今回は、前回の前編にひきつづき、入魂の「ジョルダーノ・ブルーノ、普遍生命論、そして生きた粒子」の中篇をお送りします。全部で三編の構成となります。
2. ステウコ、プラトンの謎、そしてアナクサゴラス
すでに幾人かの専門家が指摘しているが、ウンブリアの町グッビオ出身のアゴスティーノ・ステウコ(Agostino Steuco, 1497/8-1548)による『永遠哲学について』がブルーノの典拠のひとつだった。とくに聖書の解釈だけではなく、世界霊魂とキリスト教徒の聖霊の同一視をするうえでの典拠だという。

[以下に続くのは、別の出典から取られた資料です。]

PR #7420, opened 2023-02-22
[llvm] Let the RuntimeContext use the host result buffer

lin-hitonami:
In this PR, we allocate and deallocate the result buffer on the device when launching instead of using the preallocated memory. However, the preallocated result buffer is still used by the runtime JIT calls. We use an async memory pool on CUDA to allocate and deallocate the result buffer, which is almost as fast as using the preallocated memory.

Async memory operations on AMDGPU is not very stable so we use sync Malloc and Free on AMDGPU.

In following PRs the host result buffer will be managed by `LaunchContextBuilder` instead of `Program`.

* #7441
* #7460
* #7448
* __->__ #7420


GaleSeLee:
I will update `ROCm` version both on dev and CI machines next week. Hopefully the async apis in new `ROCm` will be stable.

lin-hitonami:
Per offline sync, @GaleSeLee found that Taichi can't run stably on the new version of the ROCm. Therefore, we will not use async apis in this PR.

ailzhang (approved):
Thanks!

PR #7433, opened 2023-02-23
[aot] Properly handle texture attributes

PENGUINLIONG:
Issue: #

### DIFF
--- a/python/taichi/lang/_texture.py
+++ b/python/taichi/lang/_texture.py
@@ -5,8 +5,7 @@ from taichi.lang.expr import Expr, make_expr_group
 from taichi.lang.matrix import Matrix
 from taichi.lang.util import taichi_scope
 from taichi.types import vector
-from taichi.types.primitive_types import f32, u8
-from taichi.types.texture_type import FORMAT2TY_CH
+from taichi.types.primitive_types import f32
 
 
 def _get_entries(mat):
@@ -130,12 +129,8 @@ class Texture:
         shape (Tuple[int]): Shape of the Texture.
     """
     def __init__(self, fmt, arr_shape):
-        dtype, num_channels = FORMAT2TY_CH[fmt]
-        self.tex = impl.get_runtime().prog.create_texture(
-            dtype, num_channels, arr_shape)
+        self.tex = impl.get_runtime().prog.create_texture(fmt, arr_shape)
         self.fmt = fmt
-        self.dtype = dtype
-        self.num_channels = num_channels
         self.num_dims = len(arr_shape)
         self.shape = arr_shape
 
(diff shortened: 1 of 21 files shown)


taichi/runtime/gfx/aot_module_builder_impl.h
```diff
@@ -23,6 +23,11 @@ class AotModuleBuilderImpl : public AotModuleBuilder {
   void dump(const std::string &output_dir,
             const std::string &filename) const override;
 
+  void mangle_aot_data();
+  void merge_with_old_meta_data(const std::string &path);
+  std::optional<GfxRuntime::RegisterParams> try_get_kernel_register_params(
+      const std::string &kernel_name) const;
```
PGZXB, line 29: We need these?

taichi/runtime/gfx/aot_module_loader_impl.h
```diff
@@ -20,6 +20,7 @@ struct TI_DLL_EXPORT AotModuleParams {
   std::string module_path{};
   const io::VirtualDir *dir{nullptr};
   GfxRuntime *runtime{nullptr};
+  bool enable_lazy_loading{false};
```
PGZXB, line 23: We need these?

PENGUINLIONG: actually no, im gonna get rid of this

python/taichi/lang/_texture.py
```diff
@@ -188,8 +181,6 @@ def to_image(self):
             img (PIL.Image.Image): a PIL image in RGB mode, with the same size as source texture.
         """
         assert self.num_dims == 2
-        assert self.dtype == u8
```
ailzhang, line 191: OOC: do we no longer enforce `dtype` here? If so, the docstring above need to be updated as well. Otherwise we probably still need to assert on `fmt`? ;)

tests/python/test_texture.py
```diff
@@ -103,8 +103,10 @@ def paint(t: ti.f32, tex: ti.types.texture(num_dimensions=2), n: ti.i32):
     paint(0.2, texture2, n2)
     assert impl.get_runtime().get_num_compiled_functions() == 3
 
+    # (penguinliong) Remember that non-RW textures don't enforce a format so
+    # it's the same as the first call to `paint`.
     paint(0.3, texture3, n1)
-    assert impl.get_runtime().get_num_compiled_functions() == 4
+    assert impl.get_runtime().get_num_compiled_functions() == 3
```
ailzhang, line 109: nit: shall we also assert on sampled `pixels` values to make sure it's numerically correct? IIRC we don't have such test yet.

ailzhang (commented):
LGTM!

ailzhang (approved):

tests/python/test_texture.py
PENGUINLIONG: shouldn't this be covered by the texture aot example?

PR #7441, opened 2023-02-24
[llvm] Compile the kernel arguments to a StructType

lin-hitonami:
This PR does things as follows:
1. Add `char *arg_buffer` to `RuntimeContext` as the argument buffer.
2. Manage the memory of `arg_buffer` in `LaunchContextBuilder`.
3. Record `arg_buffer_size` and `args_type` to RuntimeContext for processing the arguments right before the kernel executes in `ModuleToFunctionConverter`. (They will be moved to `LaunchContextBuilder` as soon as the argument of the function returned by `ModuleToFunctionConverter` becomes `LaunchContextBuilder`.)
4. Deal with the argument compiled to struct type in LLVM in the codegen.
5. Allocate the argument buffer on device right before the kernel executes in `ModuleToFunctionConverter`.
6. Support f16

Stack from [ghstack](https://github.com/ezyang/ghstack) (oldest at bottom):
* #7576
* #7550
* __->__ #7441

PR #7448, opened 2023-02-27
[refactor] Let the LaunchContextBuilder manage the result buffer

lin-hitonami:
Before this PR, the result buffer of Taichi kernels is managed in `Program`(`program->result_buffer`/`program->host_result_buffer`). This PR lets the `LaunchContextBuilder` manage the result buffer instead of the `Program`. 

The `result_buffer` in `Program` is not removed because it still serves as the result buffer of runtime JIT calls which are not Taichi kernels.

After this PR, we fetch the result from `LaunchContextBuilder` instead of `Kernel` or `Program` in LLVM-based backends.

In future PRs, we will further separate `LaunchContextBuilder` and `Kernel`/`Program`, making it available for AOT as well.

* #7441
* #7460
* __->__ #7448


ailzhang (approved):
Thanks!

PR #7443, opened 2023-02-25
[bug] Returning nan for ti.sym_eig on identity matrix

TachikakaMin:
Issue: #7092

### Brief Summary

Function [_sym_eig3x3](https://github.com/taichi-dev/taichi/blob/ae61418d66b79c4af2173acb00ba8a8b28b5dd54/python/taichi/_funcs.py#L284) is copied from https://www.mpi-hd.mpg.de/personalhomes/globes/3x3/, but the taichi function removed one key "if" statement from original code. 

Just add the full code into taichi.

PR #7449, opened 2023-02-27
[misc] Add an explicit error in cc backend codegen for dynamic indexing

ailzhang:
Issue: #7443 

### Brief Summary
For backends that don't support dynamic indexing, we should raise an explicit error.


strongoier (approved):
Thanks!

PR #7450, opened 2023-02-27
[lang] Fixed texture assertions

PENGUINLIONG:
Issue: #


ailzhang (commented):
nit: after a second thought, I do agree that it's better to let it just throw a compilation error :P It's cleaner than this assert :P 

Btw can we also add a test that triggers the compilation error in this PR? Thanks a lot!

ailzhang (approved):
Thanks!!

Issue #1206, opened 2015-09-27
[RFC] Clean up/rethink test infrastructure


beauby:
Currently the tests use models and serializers defined in `test/fixtures/poro.rb` and `test/fixtures/active_record.rb` (as well as some dynamically defined/locally scoped serializers inside tests) in combination with actual fixtures defined in the `setup` method of many test classes, which leads to lots of code duplication.
I am opening this RFC to discuss alternatives to this, as I feel writing tests should be easier and cleaner.

NullVoxPopuli:
I've always been a fan of having a support folder under my test directory, and then having files named after groups of what they represent. I guess in our case, it could be: models.rb, serializers.rb, model_support.rb (this one could be the model object itself) etc.

bf4:
ref something I wrote in RSpec on 0.10.0.rc1, https://github.com/rails-api/active_model_serializers/issues/878#issuecomment-96073030 as I will (hopefully) get to in https://github.com/rails-api/active_model_serializers/pull/967

PR #1228, opened 2015-10-02
[WIP] Refactor test infrastructure

beauby:
This PR aims to refactor the test infrastructure so that models and serializers are defined where they are used instead of having a big mess into `fixtures/poro.rb`/`fixtures/active_record.rb`.

Ref: #1206.

### DIFF
--- a/test/adapter/json/belongs_to_test.rb
+++ b/test/adapter/json/belongs_to_test.rb
@@ -18,27 +18,37 @@ module ActiveModel
             @post.blog = @blog
             @anonymous_post.blog = nil
 
-            @serializer = CommentSerializer.new(@comment)
-            @adapter = ActiveModel::Serializer::Adapter::Json.new(@serializer)
             ActionController::Base.cache_store.clear
           end
 
           def test_includes_post
-            assert_equal({ id: 42, title: 'New Post', body: 'Body' }, @adapter.serializable_hash[:comment][:post])
+            resource = SerializableResource.new(@comment, adapter: :json, serializer: CommentSerializer)
+            expected = { id: 42, title: 'New Post', body: 'Body' }
+            actual = resource.serializable_hash[:comment][:post]
+
+            assert_equal expected, actual
           end
 
           def test_include_nil_author
-            serializer = PostSerializer.new(@anonymous_post)
-            adapter = ActiveModel::Serializer::Adapter::Json.new(serializer)
+            resource = SerializableResource.new(@anonymous_post, adapter: :json, serializer: PostSerializer)
+            expected = {
+              post: {
+                title: 'Hello!!', body: 'Hello, world!!', id: 43,
+                comments: [],
+                blog: { id: 999, name: 'Custom blog' }, author: nil
+              }
+            }
+            actual = resource.serializable_hash
 
-            assert_equal({ post: { title: 'Hello!!', body: 'Hello, world!!', id: 43, comments: [], blog: { id: 999, name: 'Custom blog' }, author: nil } }, adapter.serializable_hash)
+            assert_equal expected, actual
           end
 
           def test_include_nil_author_with_specified_serializer
-            serializer = PostPreviewSerializer.new(@anonymous_post)
-            adapter = ActiveModel::Serializer::Adapter::Json.new(serializer)
+            resource = SerializableResource.new(@anonymous_post, adapter: :json, serializer: PostPreviewSerializer)
+            expected = { post: { title: 'Hello!!', body: 'Hello, world!!', id: 43, comments: [], author: nil } }
+            actual = resource.serializable_hash
 
-            assert_equal({ post: { title: 'Hello!!', body: 'Hello, world!!', id: 43, comments: [], author: nil } }, adapter.serializable_hash)
+            assert_equal expected, actual
           end
         end
       end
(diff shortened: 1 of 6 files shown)


NullVoxPopuli:
My first task will be decoupling the AR models from the need for a database.

NullVoxPopuli:
Notes:

and fix minor style stuff (such as removing `{}` for hashes inside method calls, like `Post.new(name: …, id: …, …)` instead of `Post.new({ name: …, … })`) - @beauby

test/serializable_resource_test.rb
```diff
@@ -2,8 +2,13 @@
 
 module ActiveModel
   class SerializableResourceTest < Minitest::Test
+    class Profile < ::Model
```
beauby: Note that `::Model` is needed (instead of `Model`) because it would resolve to `ActiveModel::Model`.

NullVoxPopuli: that is a good thing to note! :+1:

bf4: or if you wanna be dumb

```ruby
class Minitest::Test
  class Model
  end
end
```

omg, the Model is only available in tests!

bf4: or even

```ruby
class Model; end
class Minitest::Test
  Model = ::Model
end
```

behaves same as above

beauby: I think a more sane approach would be to rename our `Model` class into `PoroModel`. Thoughts?

NullVoxPopuli: Maybe we shouldn't use the name model, as it's not actually part of AMS, and is part of sister gems?

test/serializers/root_test.rb
```diff
@@ -3,18 +3,23 @@
...
       def test_overwrite_root
-        serializer = VirtualValueSerializer.new(@virtual_value, { root: 'smth' })
+        serializer = VirtualValueSerializer.new(@virtual_value, root: 'smth')
         assert_equal('smth', serializer.json_key)
       end
 
       def test_underscore_in_root
         serializer = VirtualValueSerializer.new(@virtual_value)
-        assert_equal('virtual_value', serializer.json_key)
+        assert_equal('active_model/serializer/root_test/virtual_value', serializer.json_key)
```
bf4: ? why does this change?

test/serializable_resource_test.rb
NullVoxPopuli: Lol, :+1: @beauby

test/serializers/root_test.rb
beauby: Namespaces my friend, namespaces...

beauby: More precisely, `VirtualValue` was defined in the global namespace before, so its `json_key` was not namespaced.

test/serializable_resource_test.rb
bf4: sister gems? there's a gem that uses `Model`? how aweful.  well, how about `SerializableModel` and `SerializableRecord` as the base classes

bf4: > I think a more sane approach would be to rename our Model class into PoroMode

it's all good, just let's not bikeshed.  I'd like to consider distinguishing between 'models' and 'records'

test/serializers/root_test.rb
bf4: right, just without source diving I wasn't sure.  for clarity can be something like `name_space_path = self.class.to_s.underscore; assert "#{name_space_path}/virtual_value"`?

beauby: :+1:

test/adapter/json/belongs_to_test.rb
```diff
@@ -18,27 +18,37 @@ def setup
             @post.blog = @blog
             @anonymous_post.blog = nil
 
-            @serializer = CommentSerializer.new(@comment)
-            @adapter = ActiveModel::Serializer::Adapter::Json.new(@serializer)
             ActionController::Base.cache_store.clear
```
beauby: Not necessary anymore.

test/adapter/json/belongs_to_test.rb
```diff
@@ -18,27 +18,37 @@ def setup
...
           end
 
           def test_includes_post
-            assert_equal({ id: 42, title: 'New Post', body: 'Body' }, @adapter.serializable_hash[:comment][:post])
+            resource = SerializableResource.new(@comment, adapter: :json, serializer: CommentSerializer)
```
joaomdmoura: :+1:

test/serializers/association_macros_test.rb
```diff
@@ -3,8 +3,9 @@
 module ActiveModel
   class Serializer
     class AssociationMacrosTest < Minitest::Test
-      AuthorSummarySerializer = Class.new
-      class AssociationsTestSerializer < Serializer
+      class AuthorSummarySerializer
```
joaomdmoura: Any specific reason fro that?

bf4:
my wishlist: controller tests go in the test/controller namespace (and we can probably have less of them than we do now ;)

joaomdmoura:
Nice, despite of my comment it LGTM, so I'm merging it and we can figure it out in a latter PR together with other improvements. :smile:

beauby:
@joaomdmoura Let's hold on this one for a bit, as the goal is to rewrite all tests in a cleaner way.

test/serializers/association_macros_test.rb
beauby: Nope :D Will revert.

remear:
Should we close this and revisit later?

NullVoxPopuli:
yeah, I expect the rebase on this to be pretty serious

PR #1231, opened 2015-10-05
Remove `root_name` class method from Serializer, as it is used nowhere.

beauby:


lib/active_model/serializer.rb
```diff
@@ -98,10 +98,6 @@ def self.adapter
       ActiveModel::Serializer::Adapter.lookup(config.adapter)
     end
 
-    def self.root_name
-      name.demodulize.underscore.sub(/_serializer$/, '') if name
-    end
-
```
bf4: plz add a changelog entry that this is a breaking change (would be good to see where it was last used?), and I'll merge it

good catch

beauby: Done

beauby:
Introduced [here](https://github.com/rails-api/active_model_serializers/pull/680/files#diff-5624f9cf35be4dc254412d979fd293c4R98).

NullVoxPopuli:
I'm good with this! nice find!

NullVoxPopuli:
@bf4 should the changelog specifically state that this change is breaking?

beauby:
@NullVoxPopuli As it was part of the public API, we have to inform people it is not anymore.

NullVoxPopuli:
yeah, I re-looked at the changelog and noticed I didn't notice earlier that the changelog entry was under `Breaking Changes`

we're good!

lib/active_model/serializer.rb

PR #1232, opened 2015-10-05
Extract attributes filtering from serializer into adapter.

beauby:
Filtering attributes is an adapter concern. Plus, this PR simplifies the `Fieldset` utility class by constraining it to the JSON API use case.

### DIFF
--- a/lib/active_model/serializer/adapter/attributes.rb
+++ b/lib/active_model/serializer/adapter/attributes.rb
@@ -57,7 +57,10 @@ module ActiveModel
 
         def resource_object_for(options)
           cache_check(serializer) do
-            serializer.attributes(options)
+            attributes = serializer.attributes
+            attributes.slice!(*options[:fields]) if options[:fields]
+
+            attributes
           end
         end
       end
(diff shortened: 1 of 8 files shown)


lib/active_model/serializer/adapter/attributes.rb
```diff
@@ -57,7 +57,10 @@ def include_meta(json)
 
         def resource_object_for(options)
           cache_check(serializer) do
-            serializer.attributes(options)
+            attributes = serializer.attributes
+            attributes.slice!(*options[:fields]) if options[:fields]
```
NullVoxPopuli: why did this need to be added?

beauby: This is actually the main change of this PR: instead of being handled at serializer level, this is now handled at adapter level which allows for different format per adapter.

NullVoxPopuli: neato

NullVoxPopuli:
lgtm :+1:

いうまでもなく、この同一視は、世界霊魂とその身体を結ぶのに必要とされる「世界精気」spiritus mundi についてのフィチーノの理論をもとに打ちだされている。その同じフィチーノの足跡を追って、ステウコはヘルメス・トリメスギストスとそのほかの異教の賢者たちによって信奉されたという「古代神学」prisca theologia とキリスト教を調和させようとした。
そのために彼は世界霊魂にくり返し言及し、なかでもヘルメスやプロティノスといった「古代神学者」たちにしたがって、聖霊とその源泉である「神的な知性」についての章で世界霊魂をあつかっている。したがって、まずは問題の章から簡単にみていこう。
ステウコはプラトンに帰される『第二書簡』で表明される「謎」から議論をはじめる。それによると、すべてはすべての王のまわりを巡り、第二線の事物は第二原理のまわりを巡り、第三線の事物は第三原理のまわりを巡るという。ステウコによれば、プラトンは古代神学者たちの正統な後継者として彼らの叡智を継承したという。
また彼は、アレクサンドリアの教父キュリロス(Cyril of Alexandria, c. 376-444)が『ユリアノス反駁』で報告しているポルピュリオスによる解釈にも言及している。おそらくステウコはキュリロスの報告を、ベッサリオン枢機卿(Bessarion, 1403/8-1472)の『プラトンの攻撃者への反駁』(ローマ、1469年)あるいは、フランチェスコ・ゾルツィ(Francesco Zorzi, 1466-1540)の『世界の調和について』(ヴェネツィア、1525年)に見出したのだろう。